I am expanding my operation and it will also be 100% black.
The one single reason is that *the black makes looking for eggs or brood easier *when I/we work the hives.
FYI: It takes about 40 + hours to wire 1,000 frames and that if your fingers do not get tender.
Plastic is durable, cost effective and saves labor.

I can not prove it but plastic may help the bees overwinter because of the additional insulation. I have not seen any claims .
No assembly, no eyelets, no wirring, no embedding, no sagging of foundation if they are not used the 1st year, and no wasted time.
Regards,
Ernie
(Queen Breeder )


----------



## BeeAware (Mar 24, 2007)

If it were not for Pierco frames and foundation, I'd give up beekeeping! No time for assembling frames and installing wax that often falls out into the box during hot weather. If you melt some clean wax and add a little to the plastic frames or foundation, they are superior to anything else I have found. I use all black.


----------



## JPK (May 24, 2008)

If they made small cell frames in plastic I would be all over it.....but they don't as far as I know.


----------



## Michael Bush (Aug 2, 2002)

White is so you can see the color of the honey. Black is so you can see the eggs in the bottom.


----------



## Michael Bush (Aug 2, 2002)

>If they made small cell frames in plastic I would be all over it.....but they don't as far as I know. 
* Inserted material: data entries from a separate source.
Issue #77, opened 2023-02-09
Support for mkdir


dannycjones:
>Creation of new directories with Mountpoint for Amazon S3

This ticket tracks support for the `mkdir` operation.

Note that we need to define the semantics of the `mkdir` operation. For example, is it local inode changes only?

PR #202, opened 2023-04-11
Implement mkdir

passaro:
Address #77 by creating local-only directories:
* `mkdir` will create a new empty directory in the file system, but not affect the content of the bucket (i.e. no "directory marker" is created in the bucket).
* If a file is created under the new directory or a nested directory, the local directory will revert to a normal, implicit directory.

The new behavior is implemented using the same mechanism for writing files: a directory is created with a `WriteStatus::LocalUnopened` state and added to parent's `writing_files` set. When a new file is uploaded and its state transition to `Remote` in `finish_writing`, we also traverse its ancestors to transition local directories to `Remote`.

---

### DIFF
--- a/mountpoint-s3/src/fs.rs
+++ b/mountpoint-s3/src/fs.rs
@@ -373,7 +373,30 @@ where
             return Err(libc::EINVAL);
         }
 
-        let lookup = self.superblock.create(&self.client, parent, name).await?;
+        let lookup = self
+            .superblock
+            .create(&self.client, parent, name, InodeKind::File)
+            .await?;
+        let attr = self.make_attr(&lookup);
+
+        Ok(Entry {
+            ttl: self.config.stat_ttl,
+            attr,
+            generation: 0,
+        })
+    }
+
+    pub async fn mkdir(
+        &self,
+        parent: InodeNo,
+        name: &OsStr,
+        _mode: libc::mode_t,
+        _umask: u32,
+    ) -> Result<Entry, libc::c_int> {
+        let lookup = self
+            .superblock
+            .create(&self.client, parent, name, InodeKind::Directory)
+            .await?;
         let attr = self.make_attr(&lookup);
 
         Ok(Entry {
--- a/mountpoint-s3/src/fuse.rs
+++ b/mountpoint-s3/src/fuse.rs
@@ -223,6 +223,17 @@ where
         }
     }
 
+    #[instrument(level="debug", skip_all, fields(req=_req.unique(), parent=parent, name=?name))]
+    fn mkdir(&self, _req: &Request<'_>, parent: u64, name: &OsStr, mode: u32, umask: u32, reply: ReplyEntry) {
+        // mode_t is u32 on Linux but u16 on macOS, so cast it here
+        let mode = mode as libc::mode_t;
+
+        match block_on(self.fs.mkdir(parent, name, mode, umask).in_current_span()) {
+            Ok(entry) => reply.entry(&entry.ttl, &entry.attr, entry.generation),
+            Err(e) => reply.error(e),
+        }
+    }
+
     #[instrument(level="debug", skip_all, fields(req=_req.unique(), ino=ino, fh=fh, offset=offset, length=data.len()))]
     fn write(
         &self,
--- a/mountpoint-s3/src/inode.rs
+++ b/mountpoint-s3/src/inode.rs
@@ -612,15 +612,18 @@ impl WriteHandle {
         }
     }
 
-    /// Update status of the inode and its parent
+    /// Update status of the inode and of containing "local" directories.
     pub fn finish_writing(self, object_size: usize) -> Result<(), InodeError> {
         let inode = self.inner.get(self.ino)?;
 
-        // Ancestor inodes, from parent to first remote ancestor
+        // Collect ancestor inodes that may need updating,
+        // from parent to first remote ancestor.
         let ancestors = {
             let mut ancestors = Vec::new();
             let mut ancestor_ino = self.parent_ino;
+            let mut visited = HashSet::new();
             loop {
+                assert!(visited.insert(ancestor_ino), "cycle detected in inode ancestors");
                 let ancestor = self.inner.get(ancestor_ino)?;
                 ancestors.push(ancestor.clone());
                 if ancestor.ino() == ROOT_INODE_NO
@@ -633,8 +636,7 @@ impl WriteHandle {
             ancestors
         };
 
-        // acquire locks on ancestors first
-        // ancestors_states goes from first remote ancestor to parent
+        // Acquire locks on ancestors in descending order to avoid deadlocks.
         let mut ancestors_states: Vec<_> = ancestors
             .iter()
             .rev()
@@ -647,7 +649,8 @@ impl WriteHandle {
                 state.write_status = WriteStatus::Remote;
                 state.stat.size = object_size;
 
-                // traverse ancestors from parent to first remote ancestor
+                // Walk up the ancestors from parent to first remote ancestor to transition
+                // the inode and all "local" containing directories to "remote".
                 let children_inos = std::iter::once(self.ino).chain(ancestors.iter().map(|ancestor| ancestor.ino()));
                 for (ancestor_state, child_ino) in ancestors_states.iter_mut().rev().zip(children_inos) {
                     match &mut ancestor_state.kind_data {
--- a/mountpoint-s3/src/inode.rs
+++ b/mountpoint-s3/src/inode.rs
@@ -80,10 +80,7 @@ impl Superblock {
             sync: RwLock::new(InodeState {
                 stat: InodeStat::for_directory(mount_time, Instant::now()), // TODO expiry
                 write_status: WriteStatus::Remote,
-                kind_data: InodeKindData::Directory {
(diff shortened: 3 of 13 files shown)


mountpoint-s3/src/inode.rs
```diff
@@ -351,6 +351,59 @@ impl Superblock {
 
         Ok(LookedUp { inode, stat })
     }
+
+    /// Create a new directory inode
+    pub async fn createdir<OC: ObjectClient>(
```
passaro, line 356: This is copied from `create`, with the only changes in `kind`/`kind_data`. Planning to refactor if approach confirmed.

mountpoint-s3/src/fs.rs
```diff
@@ -370,6 +370,33 @@ where
         })
     }
 
+    pub async fn mkdir(
```
passaro, line 373: This is *very* similar to `mknod`, but I assume we want to keep 1-1 mapping between methods in `S3Filesystem` and `S3FuseFilesystem`.

dannycjones (commented):
Just some very high level comments. Would like @monthonk's feedback here since he's just explored the local-only changes with readdir.

mountpoint-s3/src/inode.rs
```diff
@@ -351,6 +351,59 @@ impl Superblock {
...
+        let expiry = Instant::now(); // TODO local inode stats never expire?
+        let stat = InodeStat::for_directory(OffsetDateTime::now_utc(), expiry);
+        let kind = InodeKind::Directory;
+        let state = InodeState {
+            stat: stat.clone(),
+            kind_data: InodeKindData::Directory {
+                children: Default::default(),
+                writing_children: Default::default(),
+            },
+            write_status: WriteStatus::LocalUnopened,
```
monthonk, line 398: Not sure what status we should be using, but we might want to update this to `WriteStatus::Remote` when the first file is created.

monthonk (commented):
Looks good, only have a few comments but I think you can continue this path.

jamesbornholt (commented):
Couple of things:
- How do we think `readdir` should work on local directories? Can we skip the `ListObjects` call in those cases?
- How to think about concurrent mutations -- what if the remote side creates a new object that overlaps the local directory?

mountpoint-s3/src/inode.rs
```diff
@@ -351,6 +351,59 @@ impl Superblock {
...
+        name: &OsStr,
+    ) -> Result<LookedUp, InodeError> {
+        trace!(parent=?dir, ?name, "createdir");
+
+        let existing = self.lookup(client, dir, name).await;
+        match existing {
+            Ok(lookup) => return Err(InodeError::FileAlreadyExists(lookup.inode.ino())),
+            Err(InodeError::FileDoesNotExist) => (),
+            Err(e) => return Err(e),
+        }
```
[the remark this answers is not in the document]
passaro: Not too sure about new errors: wouldn't `FileAlreadyExists' already cover directories as well? Even if we wanted to differentiate, I think they would map to the same error code anyway.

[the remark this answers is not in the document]
dannycjones: Agree it'll return the same error.

I'm just wondering how we can make the error type's meaning clearer. Maybe a Rustdoc on it, or renaming "FileAlreadyExists" as "PathAlreadyExists" and "FileDoesNotExist" as "EntryDoesNotExist".

mountpoint-s3/src/fuse.rs
```diff
@@ -223,6 +223,17 @@ where
         }
     }
 
+    #[instrument(level="debug", skip_all, fields(req=_req.unique(), parent=parent, name=?name))]
+    fn mkdir(&self, _req: &Request<'_>, parent: u64, name: &OsStr, mode: u32, umask: u32, reply: ReplyEntry) {
```
sauraank, line 227: Why mkdir does not have rdev as one of the arguments unlike mknod? I can see rdev is used to query/set image root device, RAM disk size, or video mode. I dont find this specific to file or directory.

sauraank (commented):
Just wanted to know, where are these shell commands like mkdir, touch etc mapped to these methods? Is it in the fuse?

mountpoint-s3/src/fuse.rs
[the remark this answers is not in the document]
passaro: `mknod` can be used to create various type of inodes. Some types like device special files use the device parameter, but we only support regular files, so we ignore `rdev` anyway.
`mkdir` is specific to directories, so it does not need the parameter.

In any case, here we are implementing the `FileSystem` trait from `fuser`, so just using the signature from there.

mountpoint-s3/src/inode.rs
passaro: Transition from local to remote implemented in `finish_writing` of nested files.

passaro:
Added integration tests for `mkdir`. The mock/s3 test session only offered a PutObject function, I've extended them with a few more functions and created a `TestClient` trait. Any thoughts on the approach?

mountpoint-s3/src/inode.rs
```diff
@@ -354,15 +352,16 @@ impl Superblock {
         }
 
         let expiry = Instant::now(); // TODO local inode stats never expire?
-                                     // Objects don't have an ETag until they are uploaded to S3
-        let stat = InodeStat::for_file(0, OffsetDateTime::now_utc(), expiry, None);
-        let kind = InodeKind::File;
+        let datetime = OffsetDateTime::now_utc();
+        let stat = match kind {
+            InodeKind::File => InodeStat::for_file(0, datetime, expiry, None), // Objects don't have an ETag until they are uploaded to S3
+            InodeKind::Directory => InodeStat::for_directory(datetime, expiry),
```
monthonk, line 358: lookup and readdir use mount time for directory stat, should we use the same value here?

mountpoint-s3/src/inode.rs
```diff
@@ -587,6 +578,18 @@ impl WriteHandle {
 
     /// Update status of the inode and its parent
     pub fn finish_writing(self, object_size: usize) -> Result<(), InodeError> {
+        fn remove_from_writing_children(parent_state_data: &mut InodeKindData, ino: &InodeNo) {
+            match parent_state_data {
+                InodeKindData::File { .. } => unreachable!("we know parent is a directory"),
+                InodeKindData::Directory {
+                    children: _,
+                    writing_children,
+                } => {
```
monthonk, line 587: nit: 
```suggestion
                InodeKindData::Directory { writing_children, .. } => {
```

mountpoint-s3/src/inode.rs
```diff
@@ -587,6 +578,18 @@ impl WriteHandle {
 
     /// Update status of the inode and its parent
     pub fn finish_writing(self, object_size: usize) -> Result<(), InodeError> {
+        fn remove_from_writing_children(parent_state_data: &mut InodeKindData, ino: &InodeNo) {
```
monthonk, line 581: I would prefer moving this function out.

mountpoint-s3/src/inode.rs
```diff
@@ -597,13 +600,22 @@ impl WriteHandle {
...
-                        writing_children.remove(&inode.ino());
+                remove_from_writing_children(&mut parent_state.kind_data, &inode.ino());
+                if parent_state.write_status != WriteStatus::Remote {
+                    parent_state.write_status = WriteStatus::Remote;
+
+                    let mut ancestor_ino = parent.inner.parent;
+                    let mut child_ino = parent.ino();
+                    loop {
+                        let ancestor = self.inner.get(ancestor_ino)?;
+                        let mut ancestor_state = ancestor.inner.sync.write().unwrap();
```
monthonk, line 611: I'm a bit worried here since we're still holding a lock on parent_state and then we try to lock its ancestors. Could deadlock happen from this situation?

mountpoint-s3/tests/fs.rs
```diff
@@ -445,3 +445,46 @@ async fn test_stat_block_size() {
...
+        .fh;
+
+    fs.release(file_ino, file_handle, 0, None, false).await.unwrap();
+
+    // Remove the new object from the client
+    client.remove_object(&format!("{prefix}{dirname}/{filename}"));
+
+    // Verify that the directory disappeared
+    let lookup = fs.lookup(FUSE_ROOT_INODE, dirname.as_ref()).await;
+    assert!(matches!(lookup, Err(libc::ENOENT)));
```
monthonk, line 489: This behavior should be documented somewhere, maybe in semantics doc.

monthonk (commented):
I like your approach on the test! added a few more comments.

mountpoint-s3/src/inode.rs
passaro: I think you are right. Updated to lock the ancestors from top to bottom (and removed helper function).

mountpoint-s3/tests/fs.rs
passaro: I'm adding a section for `mkdir` to the semantics doc. Should I add it to this PR or a new one?

monthonk: Either is fine.

monthonk (dismissed):
LGTM

jamesbornholt (approved):

PR #204, opened 2023-04-11
Introduced new cli options

eslrahc-swa:
Introduced Cli options.

* --no-sign-request: allow customer to omit credential.
* --profile: customer can specify credentials name.

---


mountpoint-s3-crt/src/auth/credentials.rs
```diff
@@ -42,6 +54,25 @@ impl CredentialsProvider {
 
         Ok(Self { inner })
     }
+
+    /// Creates the profile credential provider.
+    pub fn new_profile(allocator: &Allocator, options: &CredentialsProviderProfileOptions) -> Result<Self, Error> {
+        auth_library_init(allocator);
+
+        // SAFETY: CredentialProvider does not modify contents of profile_name_override,
```
passaro, line 62: Not sure I understand the safety comment: isn't the question really whether `aws_credentials_provider_new_profile` makes a deep copy of the options (and thus of `profile_name_override`)?

eslrahc-swa: There are 2 things needs to point out, to my understanding, 
* Why doe  `options.profile_name_override.as_aws_byte_cursor()` is a valid convert? by valid it means `CredentialsProvider` would not modify the contents referred by `profile_name_override`. No modified profile contents should pass in CRT.
* Once converting `profile_name_override` to `aws_byte_cursor`, `CredentialsProvider` must live at least as long as CRT as CRT might continue use the byte cursor.

mountpoint-s3-client/src/s3_crt_client.rs
```diff
@@ -49,6 +51,8 @@ pub(crate) mod put_object;
 
 #[derive(Debug, Clone, Default)]
 pub struct S3ClientConfig {
+    pub profile_name_override: Option<String>,
```
passaro, line 54: Aren't these options mutually exclusive? Shall we enforce it here and in CLI options?

mountpoint-s3-client/src/s3_crt_client.rs
```diff
@@ -89,12 +93,27 @@ impl S3CrtClient {
 
         let mut client_bootstrap = ClientBootstrap::new(&allocator, &bootstrap_options).unwrap();
 
-        let creds_options = CredentialsProviderChainDefaultOptions {
-            bootstrap: &mut client_bootstrap,
+        let mut client_config = ClientConfig::new();
+
+        let mut credentials_provider = match config.profile_name_override {
```
passaro, line 98: Should this be moved under the if at line 113?

mountpoint-s3-client/src/s3_crt_client.rs
```diff
@@ -89,12 +93,27 @@ impl S3CrtClient {
...
+            Some(profile_name_override) => {
+                let credentials_profile_options = CredentialsProviderProfileOptions {
+                    profile_name_override: &profile_name_override,
+                };
```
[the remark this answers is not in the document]
eslrahc-swa: `client_bootstrap` usage to profile based credential is for customer who uses assume role with STS. My understanding now is customer only uses `IAM Role` or `IAM User` as per `README.md` mentioned. 

However, I think we should add client_bootstrap to support any customer use assume role and sending http/https request to  STS

mountpoint-s3-client/src/s3_crt_client.rs
eslrahc-swa: It should not, we need to bump ref count of `CredentialProvider` to 1 all the way until `S3CrtClient` owns the client config.

mountpoint-s3-crt/src/auth/credentials.rs
```diff
@@ -15,6 +20,13 @@ pub struct CredentialsProviderChainDefaultOptions<'a> {
     pub bootstrap: &'a mut ClientBootstrap,
 }
 
+/// Options for creating a profile credentials provider
+#[derive(Debug)]
+pub struct CredentialsProviderProfileOptions<'a> {
+    /// The name of profile to use.
+    pub profile_name_override: &'a str,
```
jamesbornholt, line 27: This should be `Option<&'a str>`

mountpoint-s3-crt/src/auth/credentials.rs
jamesbornholt: The lifetime of `CredentialsProvider` doesn't help us here -- the `options.profile_name_override` &str has lifetime `'a` which isn't tied to the `CredentialsProvider` in any way. So for this to work we need to either know that `aws_credentials_provider_new_profile` copies the string out of the byte cursor, or arrange for `CredentialsProvider` to own a copy of the string.

mountpoint-s3-client/src/s3_crt_client.rs
eslrahc-swa: They are basically optional, if customer omit some of them, those configuration should never reflect to client

mountpoint-s3-crt/src/auth/credentials.rs
```diff
@@ -42,6 +54,25 @@ impl CredentialsProvider {
 
         Ok(Self { inner })
     }
+
+    /// Creates the profile credential provider.
+    pub fn new_profile(allocator: &Allocator, options: &CredentialsProviderProfileOptions) -> Result<Self, Error> {
```
jamesbornholt, line 59: We should take ownership of the options here.
```suggestion
    pub fn new_profile(allocator: &Allocator, options: CredentialsProviderProfileOptions) -> Result<Self, Error> {
```

mountpoint-s3-client/src/s3_crt_client.rs
jamesbornholt: They're not quite mutually exclusive -- profiles can contain things other than credentials, like CLI configuration. We don't use any of those today, but conceivably could in the future.

mountpoint-s3/src/main.rs
```diff
@@ -201,6 +201,16 @@ struct CliArgs {
 
     #[clap(short, long, help = "Run as foreground process")]
     pub foreground: bool,
+
+    #[clap(
+        short,
```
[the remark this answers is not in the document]
eslrahc-swa: short only reflect to `-n` I suppose but not `--no-sign-request`?

I followed what aws cli did for `--no-sign-request` which only include long?

mountpoint-s3-client/src/s3_crt_client.rs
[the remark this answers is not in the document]
jamesbornholt: Profiles can specify a role to assume, so we do need to include the bootstrap here.

jamesbornholt (commented):
We need to write tests for this, as they would have caught the missing bootstrap in the profile credentials provider.
- Test mounting an anonymous-readable bucket
- Test specifying profile provider with STS credentials

mountpoint-s3-crt/src/auth/credentials.rs
eslrahc-swa: CRT actually copies the bytes out of the byte cursor to a string: [aws_get_profile_nam](https://github.com/awslabs/aws-c-auth/blob/dd505b55fd46222834f35c6e54165d8cbebbfaaa/source/credentials_provider_profile.c#L377) --> [aws_string_new_from_array](https://github.com/awslabs/aws-c-sdkutils/blob/208a701fa01e99c7c8cc3dcebc8317da71362972/source/aws_profile.c#L1488) --> (aws_string_new_from_array)[https://github.com/awslabs/aws-c-common/blob/5e64b039356c72d17fcf1fb0bfc7637f8c2270f7/source/string.c#L189-L209]

mountpoint-s3-crt/src/auth/credentials.rs
jamesbornholt: that should too

mountpoint-s3-client/src/s3_crt_client.rs
passaro: I think I see what you mean, but maybe it's the signature of `init_default_signing_config` that's an issue: why is it taking a (mutable) reference instead of taking ownership of `CredentialProvider`? Is this a similar issue to what @jamesbornholt pointed out about the options parameter below? (or am I missing something?)

Issue #203, opened 2023-04-11
Credentials failure when attempting to mount bucket


tim-synergysuite:
### Mountpoint for Amazon S3 version

mountpoint-s3 0.2.0-9ad4854

### AWS Region

eu-west-1

### Describe the running environment

Running on Amazon Linux EC2 t4g.micro instance. IAM Role assigned to the instance. Have verified that I can access the bucket from the AWS CLI. 

### What happened?

When I try to mount a bucket I get
    Error: Failed to create S3 client
    
    Caused by:
        0: HeadBucket failed for bucket s3://<my bucket name>/ in region eu-west-1
        1: Service error
        2: Permission denied

I've listed the log file output below.

It also appears to ignore the ~/.aws/config file. This file exists with 

    region = eu-west-1

but if I omit '--region eu-west-1' on the mount-s3 command line, it reports that it failed to mount the bucket from 'us-east-1'. I've tried using environment variables instead and they also get ignored.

Mann Lake makes PF100s and PF120s that are 4.95mm cell size. They are well accepted and work fine.


----------



## KQ6AR (May 13, 2008)

I bought the mannlake 4.9 frames in black. I was thinking it would be easier to write dates on the white frames with a sharpy. Whats a good way to label the black frames?


----------



## learning (Jan 19, 2009)

You can get silver sharpies.


----------



## learning (Jan 19, 2009)

I actually want to do foundationless. I was just looking at catalogs and websites. The issue I have with all wax foundation is that I don't know what chemicals are in it. If I am going to try and not treat with them why would I want them from the very beginning in the foundation?


----------



## mgmoore7 (Jul 6, 2007)

JPK1NH said:


> If they made small cell frames in plastic I would be all over it.....but they don't as far as I know.


google "Honey Super Cell". 4.9 plastic in white or black.


----------



## magnet-man (Jul 10, 2004)

I use all white foundation and really wish I had used black. It is really hard at 51 to see eggs against white foundation.:doh: Next year I will likely sell off my hives with white foundation.


----------



## Michael Bush (Aug 2, 2002)

>I was just looking at catalogs and websites. The issue I have with all wax foundation is that I don't know what chemicals are in it.

Actually you can count on high levels of Fluvalinate and Cumaphos (Apistan and Check Mite) and medium levels of Amitraz and a few other homegrown remedies as well as other commonly used pesticides from the fields in lower levels.


----------



## JPK (May 24, 2008)

mgmoore7 said:


> google "Honey Super Cell". 4.9 plastic in white or black.


WOW, $120/20 frames is pretty steep.

Nice idea that they are already fully drawn out but.....


----------



## Sundance (Sep 9, 2004)

JPK1NH said:


> WOW, $120/20 frames is pretty steep.
> 
> Nice idea that they are already fully drawn out but.....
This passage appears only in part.